Stereognosis (also known as haptic perception or tactile gnosis) is the ability to perceive and recognize the form of an object in the absence of visual and auditory information, by using tactile information to provide cues from texture, size, spatial properties, and temperature, etc. In humans, this sense, along with tactile spatial acuity, vibration perception, texture discrimination and proprioception, is mediated by the dorsal column-medial lemniscus pathway of the central nervous system.  Stereognosis tests determine whether or not the parietal lobe of the brain is intact. Typically, these tests involved having the patient identify common objects (e.g. keys, comb, safety pins) placed in their hand without any visual cues.
Stereognosis is a higher cerebral associative cortical function.

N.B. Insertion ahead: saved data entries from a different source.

PR #837, opened 2023-07-13
Chore/rename judgment specific templates to document/1152

anthonyhashemi:
## Changes in this PR:

Rename `judgment` specific html templates, css classes and translation msgids to refer to `document`

Update: also made it so static text about downloading the docs refer to document rather than needing to dynamically determine whether to display the same text but with `judgment` or `press_summary`

https://trello.com/c/s6nPDKx6/1152-chore-generalise-pui-references-to-judgment-to-document


ds_judgements_public_ui/templates/pages/about_this_service.html
```diff
@@ -161,7 +161,7 @@ <h2 id="section-data">Judgments and decisions as data</h2>
   <p>
     Judgments and decisions are sent to us as Word documents using the National Archive’s Transfer Digital Records
     service.
-    This is the digital record of the publication version of the judgment. We then create a digital surrogates of the
+    This is the digital record of the publication version of the document. We then create a digital surrogates of the
```
anthonyhashemi, line 164: I renamed a few references of judgment to document in the static pages. There probably is more changes to these static pages that we will like to make detailing more specifics about press summaries but I think these generalisations are fine for now. Happy to revert if people want.

ds_judgements_public_ui/templates/includes/document_text_download_options.html
```diff
@@ -0,0 +1,21 @@
+{% load i18n %}
+<div id="download-options" class="document-download-options">
+  <h2 class="document-download-options__header">{% translate "document.downloadoptions.title" %}</h2>
+  <div class="document-download-options__options-list">
+    <div class="document-download-options__download-option">
+      <h3>
+        <a href="{{ context.pdf_uri }}">
+          {% translate "document.downloadoptions.pdf.cta" %}
```
anthonyhashemi, line 8: no longer using the conditional 

`{% if context.document_type == 'press_summary' %}` to determine whether to show press_summary or judgment, but instead always show "document" in the download static text. Unless others feel strongly against that. It keeps things simpler this way.

locale/en_GB/LC_MESSAGES/django.po
```diff
@@ -129,48 +129,28 @@ msgstr "Help us improve this service"
...
-msgstr "Download this press summary as a PDF"
-
-#: ds_judgements_public_ui/templates/includes/judgment_text_download_options.html
-msgid "judgment.downloadoptions.pdf.description"
-msgstr ""
-"The original format of the judgment as handed down by the court, for "
-"printing and downloading."
-
-#: ds_judgements_public_ui/templates/includes/judgment_text_download_options.html
-msgid "press_summary.downloadoptions.pdf.description"
```
anthonyhashemi, line 151: here you can see the removal of 2 trnaslations (1 for each of judgment and press summary) to 1 that uses the general 'document' term.

ds_judgements_public_ui/sass/includes/_document_text.scss
```diff
@@ -1,4 +1,4 @@
-.judgment {
```
timcowlishaw, line 1: Just wanted to check - do we need to make a corresponding change in EUI to make sure that this CSS gets pulled across correctly on build?

timcowlishaw: (see the note in the readme)

timcowlishaw (changes requested):

timcowlishaw:
All looks good to me, thank you - just one little gotcha to check, just in case you weren't aware :-)

ds_judgements_public_ui/sass/includes/_document_text.scss
anthonyhashemi: https://github.com/nationalarchives/ds-caselaw-editor-ui/pull/1073

ds_judgements_public_ui/templates/includes/document_text_download_options.html
jacksonj04: Happy with this. We also have `{{ document.document_noun }}` available, but then we need to muck about with string inclusion in translations.

jacksonj04 (approved):

PR #852, opened 2023-08-02
Upgrade to customapi 13

dragon-dxw:


dragon-dxw:
Don't merge until there's a patch for the 
`Unicode strings with encoding declaration are not supported. Please use bytes input or XML fragments without declaration.` bug on custom api client.

judgments/views/detail.py
```diff
@@ -123,7 +123,7 @@ def detail(request, document_uri):
 def detail_xml(_request, document_uri):
     document = get_published_document_by_uri(document_uri)
 
-    document_xml = document.content_as_xml()
+    document_xml = document.content_as_xml
```
anthonyhashemi, line 126: Are you going to update the `detail` view as part of this PR on a followup?

In particular, we can replace the conditional
```
    press_summary_suffix = "/press-summary/1"
    if document_uri.endswith(press_summary_suffix):
```
With the usage of `get_document_from_uri` and then check the type of the returned instance.

and we can now use 

`context["judgment_ncn"] = document.neutral_citation` even for press summaries.

dragon-dxw: Yeah, I wanted to separate those things out.

dragon-dxw:
merged into https://github.com/nationalarchives/ds-caselaw-public-ui/pull/855

PR #855, opened 2023-08-07
Use document noun

dragon-dxw:
Update the public UI to use document noun to identify press summaries etc.

### DIFF
--- a/judgments/views/detail.py
+++ b/judgments/views/detail.py
@@ -94,16 +94,11 @@ def detail(request, document_uri):
         linked_doc_url = document_uri + press_summary_suffix
 
     try:
-        linked_document = get_published_document_by_uri(linked_doc_url)
-        context["linked_document_uri"] = linked_document.uri
+        context["linked_document_uri"] = get_published_document_by_uri(
+            linked_doc_url
+        ).uri
     except Http404:
-        linked_document = None
         context["linked_document_uri"] = ""
-
-    if context["document_noun"] == "press summary" and linked_document:
-        if linked_document.best_human_identifier is None:
-            raise NoNeutralCitationError(linked_document.uri)
-        context["judgment_ncn"] = linked_document.best_human_identifier
 
     context["document"] = document.content_as_html("")  # "" is most recent version
     context["document_uri"] = document.uri


dragon-dxw:
Whilst the tests pass, smoketests have a failure due to custom-api-client quirks. Fixing...

judgments/tests/test_detail.py
```diff
@@ -492,8 +512,8 @@ def test_document_headings_when_press_summary(
         self, mock_get_document_by_uri, mock_get_pdf_size
     ):
         """
-        GIVEN a press summary and related judgment
-        WHEN a request is made with the press summary URI
+        WHEN a request is made with to a document detail page
```
anthonyhashemi, line 515: could these 2 lines be swapped to be consistent with the Given-When-Then syntax?

judgments/utils.py
```diff
@@ -212,4 +212,4 @@ def get_document_by_uri(document_uri: str) -> Judgment:
     )
 
     # raises a JudgmentNotFoundError if it doesn't exist
```
anthonyhashemi, line 214: It now raises `DocumentNotFoundError`.

```suggestion
    # raises a DocumentNotFoundError if it doesn't exist
```

judgments/views/detail.py
```diff
@@ -79,23 +84,26 @@ def detail(request, document_uri):
     context = {}
 
     press_summary_suffix = "/press-summary/1"
-    if document_uri.endswith(press_summary_suffix):
-        context["document_type"] = "press_summary"
+    context["document_noun"] = document.document_noun
+    if document.best_human_identifier is None:
+        raise NoNeutralCitationError(document.uri)
```
anthonyhashemi, line 89: I think we should never reach the scenario of NoNeutralCitationError in a published document but this will make it easier for us to debug any edge cases that slip through for whatever reason.

Could we add tests for when we raise this then:

i.e for line 89 and 106.



even though we should not reach this scenario can we add a test for this scenario

judgments/views/detail.py
```diff
@@ -79,23 +84,26 @@ def detail(request, document_uri):
...
         context["linked_document_uri"] = ""
-
-    if context["document_type"] == "press_summary" and linked_document:
-        context["judgment_ncn"] = linked_document.neutral_citation
+    else:
+        if context["document_noun"] == "press summary" and linked_document:
+            if linked_document.best_human_identifier:
+                context["judgment_ncn"] = linked_document.best_human_identifier
+            else:
+                raise NoNeutralCitationError(linked_document.uri)
```
anthonyhashemi, line 106: as mentioned in other comment, could we test this

judgments/utils.py
```diff
@@ -212,4 +212,4 @@ def get_document_by_uri(document_uri: str) -> Judgment:
...
-    return Judgment(document_uri, api_client)
+    return api_client.get_document_by_uri(document_uri)
```
anthonyhashemi, line 215: looks like we don't currently test
`get_document_by_uri` and we mock it out in any test of functions that call it.

Can we add the following tests for it:


```
import unittest
from judgments.utils import get_document_by_uri

class TestGetDocumentByUriOrRaise(unittest.TestCase):
    @mock.patch('judgments.utils.MarklogicApiClient')
    def test_get_existing_document(self, mock_api_client):

        document = Mock()
        mock_api_client.return_value.get_document_by_uri.return_value = document

        result = get_document_by_uri_or_raise('sample_uri')

        self.assertEqual(result, document)

    @mock.patch('judgments.utils.MarklogicApiClient')
    def test_get_nonexistent_document(self, mock_api_client):
        mock_api_client.return_value.get_document_by_uri.side_effect = DocumentNotFoundError

        with self.assertRaises(DocumentNotFoundError):
            get_document_by_uri_or_raise('nonexistent_uri')
```

judgments/views/detail.py
```diff
@@ -79,23 +84,26 @@ def detail(request, document_uri):
...
 
-    linked_document = None
     try:
         linked_document = get_published_document_by_uri(context["linked_document_uri"])
     except Http404:
         context["linked_document_uri"] = ""
-
-    if context["document_type"] == "press_summary" and linked_document:
-        context["judgment_ncn"] = linked_document.neutral_citation
+    else:
```
anthonyhashemi, line 101: I think we can skip the else to reduce the levels of nesting

the line `if context["document_noun"] == "press summary" and linked_document:` 

checks for the linked_document being non Falsey which can only be the case if the try block succeeded.

judgments/views/detail.py
```diff
@@ -79,23 +84,26 @@ def detail(request, document_uri):
...
+        if context["document_noun"] == "press summary" and linked_document:
+            if linked_document.best_human_identifier:
```
anthonyhashemi, line 103: On lone 88 we check for `if document.best_human_identifier is None:`

can we make these 2 checks consistent?

anthonyhashemi: I probably wouldn't go as far as verifying the ncn is valid, but that does make me think again that we have validation in EUI to block publishing if ncn is invalid in any way, so maybe we could assume that best_human_identifier is valid for judgments and press summaries in the PUI and so NoNeutralCitationError is unnecessary?

jacksonj04 (commented):
Drive-by comment so I know I've said it somewhere, rather than it should be addressed in this PR: all the places we're explicitly checking if the noun is "press summary" should probably be regarded as smelly in the mid-term, since this isn't extensible. The fix will probably vary case-by-case though, maybe type-specific templates or pushing logic to a different layer.

judgments/tests/test_detail.py
```diff
@@ -601,3 +633,17 @@ def test_html_title_when_judgment(
         response = self.client.get("/eat/2023/1")
         html_title = "<title>Judgment A - Find case law</title>"
         assert_contains_html(response, html_title)
+
+
+class TestNoNeutralCitation(TestCase):
```
anthonyhashemi, line 638: I was about to say that this just covers line 89 in views/detail.py and line 106 is still untested.

However, we can actually just remove that whole block.

i.e remove  lines 103-106

```
    if context["document_noun"] == "press summary" and linked_document:
        if linked_document.best_human_identifier is None:
            raise NoNeutralCitationError(linked_document.uri)
        context["judgment_ncn"] = linked_document.best_human_identifier
```

since line 89 since we now use best_human_identifier

anthonyhashemi (changes requested):
All looks good now apart from we can remove the now redundant lines 103 to 106 in `detail.py`

judgments/views/detail.py
```diff
@@ -79,24 +84,22 @@ def detail(request, document_uri):
...
-        context["judgment_ncn"] = document.neutral_citation
+        linked_doc_url = document_uri + press_summary_suffix
 
-    linked_document = None
     try:
-        linked_document = get_published_document_by_uri(context["linked_document_uri"])
+        linked_document = get_published_document_by_uri(linked_doc_url)
+        context["linked_document_uri"] = linked_document.uri
     except Http404:
+        linked_document = None
```
anthonyhashemi, line 100: so now we don't need `linked_document` as a variable in the except case as it is now onlyu usef used for `linked_document_uri` so we can remove this line 100 `linked_document = None`

anthonyhashemi (approved):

Astereognosis is the failure to identify or recognize objects by palpation in the absence of visual or auditory information, even though tactile, proprioceptive, and thermal sensations may be unaffected. It may be caused by disease of the sensory cortex or posterior columns. People suffering from Alzheimer's disease show a reduction in stereognosis. Astereognosis can be caused by damage to the posterior association areas of the parietal, temporal, or occipital lobes, or the postcentral gyrus of either hemisphere. For other types of dementia, stereognosis does not appear to decline.

Mechanism of neural pathway

The dorsal column medial lemniscus pathway is responsible for relaying sensory information regarding proprioception, vibration, and fine touch. First order neurons carry sensory information from proprioceptive and tactile receptors to the medulla oblongata where they synapse in either the medullary gracilus or cuneate nuclei. Information carried from regions above spinal level T6 synapse at the cuneate nuclei, while information carried from T6 and below synapse at the gracilus nuclei. At this point, second order neurons decussate and relay information through the contralateral medial lemniscus to the thalamus. At the thalamus, second order neurons synapse with third order neurons, which continue through the internal capsule to the primary sensory cortex of the post central gyrus where the tract terminates. Stereognosis determines whether or not this tract is properly functioning. 

An individual who cannot properly identify an object using stereognosis, could suffer from lesions in nerve roots, peripheral nerves, the spinal cord, thalamus, or primary sensory cortex. Because the dorsal column medial lemniscus pathway travels through and relays information to these areas, a lack of proper sensation indicates a problem with this neural sensory tract. Administered tests and recognition of pattern sensory loss can identify lesions in particular nerves or areas.